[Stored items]
━━━

PR #686, opened 2019-05-08
Adding nuclio component doc

yaronha:
Adding nuclio component documentation and examples

---
This change is [Reviewable](https://reviewable.io/reviews/kubeflow/website/686)

### DIFF
--- a/content/docs/components/nuclio.md
+++ b/content/docs/components/nuclio.md
@@ -1,0 +1,173 @@
++++
+title = "Nuclio functions"
+description = "Nuclio - High performance serverless for data processing and ML"
+weight = 40
++++
+
+## Nuclio Overview
+
+[nuclio](https://github.com/nuclio/nuclio) is a high performance serverless platform which runs over docker or kubernetes 
+and automate the development, operation, and scaling of code (written in 8 supported languages).
+Nuclio is focused on data analytics and ML workloads, it provides extreme performance and parallelism, supports stateful and data intensive 
+workloads, GPU resource optimization, check-pointing, and 14 native triggers/streaming protocols out of the box including HTTP, Cron, batch, Kafka, Kinesis, 
+Google pub/sub, Azure event-hub, MQTT, etc. additional triggers can be added dynamically (e.g. [Twitter feed](https://github.com/v3io/tutorials/blob/master/demos/stocks/read-tweets.ipynb)).
+  
+nuclio can run in the cloud as a [managed offering](https://www.iguazio.com/), or on any Kubernetes cluster (cloud, on-prem, or edge)<br>
+[read more about nuclio ...](https://github.com/nuclio/nuclio)
+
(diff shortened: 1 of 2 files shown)


content/docs/components/nuclio.md
```diff
@@ -0,0 +1,173 @@
...
+Nuclio is focused on data analytics and ML workloads, it provides extreme performance and parallelism, supports stateful and data intensive 
+workloads, GPU resource optimization, check-pointing, and 14 native triggers/streaming protocols out of the box including HTTP, Cron, batch, Kafka, Kinesis, 
+Google pub/sub, Azure event-hub, MQTT, etc. additional triggers can be added dynamically (e.g. [Twitter feed](https://github.com/v3io/tutorials/blob/master/demos/stocks/read-tweets.ipynb)).
+  
+nuclio can run in the cloud as a [managed offering](https://www.iguazio.com/), or on any Kubernetes cluster (cloud, on-prem, or edge)<br>
+[read more about nuclio ...](https://github.com/nuclio/nuclio)
+
+## Using Nuclio In Data Science Pipelines 
+
+Nuclio functions can be used in the following ML pipline tasks:
```
jlewi: The bulleted list isn't rendering correctly. You can see the preview here
https://deploy-preview-686--competent-brattain-de2d6d.netlify.com/docs/components/nuclio/

jlewi:
I wonder if we shouldn't create a separate section named something like "Integrating with other systems" or use cases?

We're starting to have more docs aimed at explaining how Kubeflow can connect with other systems and it might be worth distinguishing between docs describing a particular application and docs explaining how applications that play together.

This doc is really about how to connect Kubeflow Jupyter and (maybe later pipelines) with nuclio.

So this document isn't really describing an independent component or application. The applications would be

* jupyter
* pipelines
* nuclio

The main docs for the latter live elsewhere.

/cc @sarahmaddox

content/docs/components/nuclio.md
yaronha: @jlewi fixed

yaronha:
> I wonder if we shouldn't create a separate section named something like "Integrating with other systems" or use cases?
> 
> We're starting to have more docs aimed at explaining how Kubeflow can connect with other systems and it might be worth distinguishing between docs describing a particular application and docs explaining how applications that play together.
> 
> This doc is really about how to connect Kubeflow Jupyter and (maybe later pipelines) with nuclio.
> 
> So this document isn't really describing an independent component or application. The applications would be
> 
> * jupyter
> * pipelines
> * nuclio
> 
> The main docs for the latter live elsewhere.
> 
> /cc @sarahmaddox

right, i do assume that each app has its own web site w details about it and its usage, so this section is sort of an overview + how it plugs into the overall story.

BTW i added example of how it integrate w the nuclio new `pipelines` components + a link to nuclio pipelines `md` doc.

━━━

> **AIM OF THE EXERCISE**
Reproduce the records above word for word.

> **RESULT FOR THIS TASK**
PR #686, opened 2019-05-08
Adding nuclio component doc

yaronha:
Adding nuclio component documentation and examples

---
This change is [Reviewable](https://reviewable.io/reviews/kubeflow/website/686)

### DIFF
--- a/content/docs/components/nuclio.md
+++ b/content/docs/components/nuclio.md
@@ -1,0 +1,173 @@
++++
+title = "Nuclio functions"
+description = "Nuclio - High performance serverless for data processing and ML"
+weight = 40
++++
+
+## Nuclio Overview
+
+[nuclio](https://github.com/nuclio/nuclio) is a high performance serverless platform which runs over docker or kubernetes 
+and automate the development, operation, and scaling of code (written in 8 supported languages).
+Nuclio is focused on data analytics and ML workloads, it provides extreme performance and parallelism, supports stateful and data intensive 
+workloads, GPU resource optimization, check-pointing, and 14 native triggers/streaming protocols out of the box including HTTP, Cron, batch, Kafka, Kinesis, 
+Google pub/sub, Azure event-hub, MQTT, etc. additional triggers can be added dynamically (e.g. [Twitter feed](https://github.com/v3io/tutorials/blob/master/demos/stocks/read-tweets.ipynb)).
+  
+nuclio can run in the cloud as a [managed offering](https://www.iguazio.com/), or on any Kubernetes cluster (cloud, on-prem, or edge)<br>
+[read more about nuclio ...](https://github.com/nuclio/nuclio)
+
(diff shortened: 1 of 2 files shown)


content/docs/components/nuclio.md
```diff
@@ -0,0 +1,173 @@
...
+Nuclio is focused on data analytics and ML workloads, it provides extreme performance and parallelism, supports stateful and data intensive 
+workloads, GPU resource optimization, check-pointing, and 14 native triggers/streaming protocols out of the box including HTTP, Cron, batch, Kafka, Kinesis, 
+Google pub/sub, Azure event-hub, MQTT, etc. additional triggers can be added dynamically (e.g. [Twitter feed](https://github.com/v3io/tutorials/blob/master/demos/stocks/read-tweets.ipynb)).
+  
+nuclio can run in the cloud as a [managed offering](https://www.iguazio.com/), or on any Kubernetes cluster (cloud, on-prem, or edge)<br>
+[read more about nuclio ...](https://github.com/nuclio/nuclio)
+
+## Using Nuclio In Data Science Pipelines 
+
+Nuclio functions can be used in the following ML pipline tasks:
```
jlewi: The bulleted list isn't rendering correctly. You can see the preview here
https://deploy-preview-686--competent-brattain-de2d6d.netlify.com/docs/components/nuclio/

jlewi:
I wonder if we shouldn't create a separate section named something like "Integrating with other systems" or use cases?

We're starting to have more docs aimed at explaining how Kubeflow can connect with other systems and it might be worth distinguishing between docs describing a particular application and docs explaining how applications that play together.

This doc is really about how to connect Kubeflow Jupyter and (maybe later pipelines) with nuclio.

So this document isn't really describing an independent component or application. The applications would be

* jupyter
* pipelines
* nuclio

The main docs for the latter live elsewhere.

/cc @sarahmaddox

content/docs/components/nuclio.md
yaronha: @jlewi fixed

yaronha:
> I wonder if we shouldn't create a separate section named something like "Integrating with other systems" or use cases?
> 
> We're starting to have more docs aimed at explaining how Kubeflow can connect with other systems and it might be worth distinguishing between docs describing a particular application and docs explaining how applications that play together.
> 
> This doc is really about how to connect Kubeflow Jupyter and (maybe later pipelines) with nuclio.
> 
> So this document isn't really describing an independent component or application. The applications would be
> 
> * jupyter
> * pipelines
> * nuclio
> 
> The main docs for the latter live elsewhere.
> 
> /cc @sarahmaddox

right, i do assume that each app has its own web site w details about it and its usage, so this section is sort of an overview + how it plugs into the overall story.

BTW i added example of how it integrate w the nuclio new `pipelines` components + a link to nuclio pipelines `md` doc.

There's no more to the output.